Consider the linear matrix differential equation

\begin{align} U(0) &= I\\ \frac{\mathrm{d}U}{\mathrm{d}t}(t) &= U(t) \phantom{.} Q(t) & & \quad(1) \end{align}

where $Q(t),U(t)$ are $n\times n$ real valued matrices and $Q(t)$ is a transition rate matrix, which means that the off diagonal entries are nonnegative and each row sums to zero. Unfortunately, in general $Q(t_1)Q(t_2)\neq Q(t_2)Q(t_1)$ so the tempting equality $U(t)=\exp\left(\int_0^t Q(s)\,\mathrm{d}s\right)$ is false in general.

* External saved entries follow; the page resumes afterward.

PR #1395, opened 2026-05-27
fix(bash): show output for ! shell commands (#1265)

### LINKED ISSUE #1265: ! shell command prefix doesn't show output

adityachaudhary99:
## Summary
- render successful ! shell command output directly from the shell tool result
- preserve the persisted-output formatter only for large persisted command output
- add a regression test for visible bash stdout from processBashCommand

## Root Cause
processBashCommand was calling processToolResultBlock for ALL commands, including normal (non-persisted) ones. The model-facing formatter could silently lose or transform stdout for simple ! commands. The fix uses escapeXml(data.stdout) directly for the normal case and only calls processToolResultBlock when output is persisted or backgrounded.

## Validation
- bun test src/utils/processUserInput/processBashCommand.test.tsx

Fixes #1265

### DIFF
--- a/src/components/messages/UserBashOutputMessage.tsx
+++ b/src/components/messages/UserBashOutputMessage.tsx
@@ -2,6 +2,7 @@ import { c as _c } from "react-compiler-runtime";
 import * as React from 'react';
 import BashToolResultMessage from '../../tools/BashTool/BashToolResultMessage.js';
 import { extractTag } from '../../utils/messages.js';
+import { unescapeXml } from '../../utils/xml.js';
 export function UserBashOutputMessage(t0) {
   const $ = _c(10);
   const {
@@ -11,7 +12,7 @@ export function UserBashOutputMessage(t0) {
   let t1;
   if ($[0] !== content) {
     const rawStdout = extractTag(content, "bash-stdout") ?? "";
-    t1 = extractTag(rawStdout, "persisted-output") ?? rawStdout;
+    t1 = extractTag(rawStdout, "persisted-output") ?? unescapeXml(rawStdout);
     $[0] = content;
     $[1] = t1;
   } else {
@@ -20,7 +21,7 @@ export function UserBashOutputMessage(t0) {
   const stdout = t1;
   let t2;
   if ($[2] !== content) {
-    t2 = extractTag(content, "bash-stderr") ?? "";
+    t2 = unescapeXml(extractTag(content, "bash-stderr") ?? "");
     $[2] = content;
     $[3] = t2;
   } else {
--- a/src/utils/exportRenderer.tsx
+++ b/src/utils/exportRenderer.tsx
@@ -25,6 +25,7 @@ import {
 } from '../constants/xml.js';
 import type { ExportFormat } from './exportFormats.js';
 import { renderToAnsiString } from './staticRender.js';
+import { unescapeXml } from './xml.js';
 
 /**
  * Minimal keybinding provider for static/headless renders.
@@ -645,7 +646,7 @@ function parseWrappedOutputPrefix(text: string): { output: TerminalOutput; rest:
       output: {
         source,
         stream,
-        text: text.slice(openTagEnd + 1, closeIndex),
+        text: unescapeXml(text.slice(openTagEnd + 1, closeIndex)),
       },
       rest: text.slice(closeIndex + closeTag.length),
     }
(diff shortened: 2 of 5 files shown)


jatmn (changes requested):
Thanks for the contribution. I took a pass through the changed bash-input path and found one issue that still needs to be addressed before this closes the linked bug.

## Findings

- [P2] Decode escaped stdout before rendering `!` command output
  `src/utils/processUserInput/processBashCommand.tsx:97`
  The normal `!` command path now escapes `data.stdout` before embedding it in `<bash-stdout>`, but the UI path extracts that tag content and renders it without decoding XML entities. A command that prints `<tag>&` is therefore stored and displayed as `&lt;tag&gt;&amp;` instead of the actual shell output. I reproduced this through `processBashCommand` with stubbed stdout, and the resulting visible message contained `<bash-stdout>&lt;tag&gt;&amp;`. This means the fix works for simple alphanumeric output but corrupts common shell output such as HTML/XML snippets, diffs, and strings containing ampersands. Please keep the tag boundary safe while decoding before display, or otherwise preserve exact stdout in the user-visible bash output.

jatmn (changes requested):
Thanks for the update. I took another pass through the changed bash-output paths and found issues that still need to be addressed before this is ready.

## Findings

- [P2] Preserve literal XML entities when decoding visible bash output
  `src/utils/xml.ts:25-31`
  The new `unescapeXml()` helper decodes `&amp;` before `&lt;`/`&gt;`, so outputs that literally contain entity text still do not round-trip correctly. For example, `escapeXml('&lt;tag&gt;&amp;')` produces `&amp;lt;tag&amp;gt;&amp;amp;`, and the current decoder turns that into `<tag>&amp;` instead of the original `&lt;tag&gt;&amp;`. Because `UserBashOutputMessage` now applies this helper to both stdout and stderr, commands that print HTML/XML entities, docs snippets, or already-escaped text are still corrupted in the visible transcript even after this follow-up.

- [P2] Decode escaped bash output in transcript exports too
  `src/utils/exportRenderer.tsx:633-649`
  This PR fixes the live `UserBashOutputMessage` path, but the export path still slices the raw `<bash-stdout>` / `<bash-stderr>` tag contents and returns them verbatim. After the new `processBashCommand` escaping, exported JSON/markdown still contains strings like `&amp;lt;tag&amp;gt;&amp;amp;` instead of the original shell output, so the linked bug remains for exported conversation history and any tooling built on those exports. Please keep the export parser in sync with the visible renderer and cover that entity-bearing case in tests.

jatmn (changes requested):
Thanks for the update. I took another pass through the changed bash-output and export paths and found one issue that still needs to be addressed before this is ready.

## Findings

- [P2] Do not decode literal entities in exported bash input
  `src/utils/exportRenderer.tsx:649`
  `processBashCommand()` still records the command text verbatim inside `<bash-input>`, and `UserBashInputMessage` renders that raw content unchanged. With the new unconditional `unescapeXml()` call in `parseWrappedOutputPrefix()`, Markdown/JSON exports now rewrite commands that intentionally contain literal entities. For example, `<bash-input>printf '&lt;tag&gt;&amp;'</bash-input>` exports as `printf '<tag>&'` instead of the actual command the user typed. That means transcript exports now diverge from the on-screen transcript and lose exact command fidelity for any `!` input containing entity text. Please limit decoding to escaped output streams, or otherwise store and decode bash input symmetrically before exporting it.

jatmn (approved):
Thanks for the update. I rechecked the previously discussed bash output and export paths and do not see any remaining actionable issues from my side.

kevincodex1 (approved):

For some $\delta>0$, consider a "magnified" process $V^\delta$

\begin{align} \frac{\partial V^\delta}{\partial t}(t) = V^\delta(t) \phantom{.} (1+\delta)Q(t) & & \quad(2) \end{align}

Suppose one can compute the solution of (1) explicitly. Is there a simple expression for the solution of (2) in terms of the solution of (1)?

Actually I am only interested in calculating $\left. \frac{\partial V^\delta (t)}{\partial \delta}\right|_{\delta=0}$, which may be easier.

Thanks